I have some troubles using these global barriers (link). I tried every other possible way, I found, to synchronize without global barriers (e.g. CPU implicit and explicit synchronization) but the GPU time is worst than CPU. My input data array is around 100.000 elements by the time with high possibility to increase in the future (it’s an algorithm of researchers). There is a dependency between elements as this next expression shows:
B[i] = A[i-1] + A[i] + A[i+1]
I show a little code snippet in order to offer an idea of what exactly I am trying to perform in the GPU.
//CPU code snippet
A = A;
A = A;
//The order of "times" of decens of millions"
B[j] = A[j-1] + A[j] + A[j+1];
//Efficient memory storage
aux = A;
Between each iteration I need global synchronization, in the GPU case, in order to achieve the same effect in GPUs.
My question is then. Did/Does anybody use those GPU barrier and Did/Does it go well?
Any other tricks to achieve the same purpose are welcome. I should say that the dependency must not be violated.
All restrictions the global barrier introduces are satisfied. (e.g. 1536 concurrent threads per SM)
P.S.:I am new in CUDA and excuse my concept mistakes I might make.
Measure how much time you lose in the kernel launch (compare the version with a kernel launch per iteration to one that just loops over iterations inside the kernel, possibly producing wrong results). Is it really worth trying the global synchronization without kernel launch? Relative overhead is getting even smaller with increasing problem size.
Having said that, your problem is almost ideal: Barring major hiccups, with simple round-robin scheduling of blocks the dependencies should almost always be fulfilled. You could build an array of “ready” flags in memory that indicate whether each block is finished yet (or a simplified version where just a counter is kept for finished blocks, forcing blocks to potentially spin if previous blocks haven’t finished yet). Each block could then check at the beginning whether its dependencies are fulfilled, and spin (or grab a different block to work on) if not. Instrument your kernel to see how many times blocks spin, and for how long. If the GPU block scheduler turns out not to work round-robin, build your own one using atomic operations. Once this works, go back to benchmarking: With all the extra bookkeeping, is your code actually faster than the original one that just launches a new kernel for each iteration?
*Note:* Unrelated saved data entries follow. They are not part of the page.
PR #647, opened 2026-07-15
reject signed manifest paths that escape the model directory

Support-itecz:
#### Summary

With `ignore_unsigned_files` enabled, `verifying.Config.verify` builds the list of files to hash by joining each resource identifier from the signed manifest onto the model path, with no check that the result stays inside the model directory. A manifest whose resource name is `../secret.txt` (or `../../etc/hosts`) makes the verifier open and hash a file outside the model root. Anyone whose signature your configuration accepts (for example a keyless identity you verify against) can therefore steer reads outside the intended directory during verification.

This resolves each joined path and rejects any that escape the model root before hashing, matching the containment approach already used for ignore-paths in `_cli._resolve_ignore_paths`. Keeping the check in the verifier means every signing method benefits without callers needing their own guard. Added a key-signed regression test that crafts a manifest with a `..` path and confirms verification now raises, plus a positive case that in-model paths still verify. To reproduce before the fix: sign a manifest containing a `../` resource, then `verify(..., ignore_unsigned_files=True)` reads the outside file and can pass.

##### Checklist

### DIFF
--- a/CHANGELOG.md
+++ b/CHANGELOG.md
@@ -17,6 +17,7 @@ All versions prior to 1.0.0 are untracked.
 - Standardized CLI flags to use hyphens (e.g., `--trust-config` instead of `--trust_config`). Underscore variants are still accepted for backwards compatibility via token normalization.
 
 ### Fixed
+- Fixed a path traversal during verification with `ignore_unsigned_files`, where a signed manifest whose resource paths contained `..` caused files outside the model directory to be read and hashed. Such paths are now rejected.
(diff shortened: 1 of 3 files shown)


stefanberger:
You should put your description above into the patch description.

Support-itecz:
Done, moved the description into the commit message.

mihaimaruseac:
Let's wait on this one until we have all conformance tests in https://github.com/ossf/model-signing-spec and validate the spec there.

Support-itecz:
any update?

Good point. Maybe the thread fence can help in telling which block is finished.
I got a little confused. I usually use i and j as indices of a 2D matrix. This a ‘time dependent’ problem in which the next step depends on the previous step. The only way is to have a kernel call for each i. The A=B is avoided by using 2 pointers and then inverted like <<<>>>(A,B) and the next <<<>>>(B,A). I suggest to use shared memory.
By the time, in the best case I got speedup x2 with the global barrier vs. launching a new kernel each iteration (without memory transfers each iteration). When I say best case I mean having 2000 elems in the input data array. Although I might have race conditions in the case of global barrier referenced in my first post.
I actually do not understand what exactly you are saying in this part, nonetheless, I think this is exactly the global barrier referenced in the first post. On the other hand I already said I got race conditions with that barrier.
The idea of this topic is to clear things related to the barrier and see why is not working properly.